Assigned task:
Where a line contains the word "playbooks", copy that line from the records below.

BEGIN Data excerpts

PR #214, opened 2015-07-01
Prevent /boot from filling up by disabling unattended upgrades

### LINKED ISSUE #24: Prevent unattended upgrades

prometheanfire:
Simply disables the security branch of unattended upgrades (the only one enabled by default).

Closes #24

### DIFF
--- a/rpcd/playbooks/roles/rpc_support/tasks/disable_unattended_upgrades.yml
+++ b/rpcd/playbooks/roles/rpc_support/tasks/disable_unattended_upgrades.yml
@@ -1,0 +1,20 @@
+---
+# Copyright 2015, Rackspace US, Inc.
+#
+# Licensed under the Apache License, Version 2.0 (the "License");
+# you may not use this file except in compliance with the License.
+# You may obtain a copy of the License at
+#
+#     http://www.apache.org/licenses/LICENSE-2.0
+#
+# Unless required by applicable law or agreed to in writing, software
+# distributed under the License is distributed on an "AS IS" BASIS,
+# WITHOUT WARRANTIES OR CONDITIONS OF ANY KIND, either express or implied.
+# See the License for the specific language governing permissions and
+# limitations under the License.
+
+- name: Disable unattended upgrades
+  lineinfile:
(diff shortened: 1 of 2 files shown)


rpcd/playbooks/roles/rpc_support/tasks/disable_unattended_upgrades.yml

END Data excerpts

Exercise response:
--- a/rpcd/playbooks/roles/rpc_support/tasks/disable_unattended_upgrades.yml
+++ b/rpcd/playbooks/roles/rpc_support/tasks/disable_unattended_upgrades.yml
rpcd/playbooks/roles/rpc_support/tasks/disable_unattended_upgrades.yml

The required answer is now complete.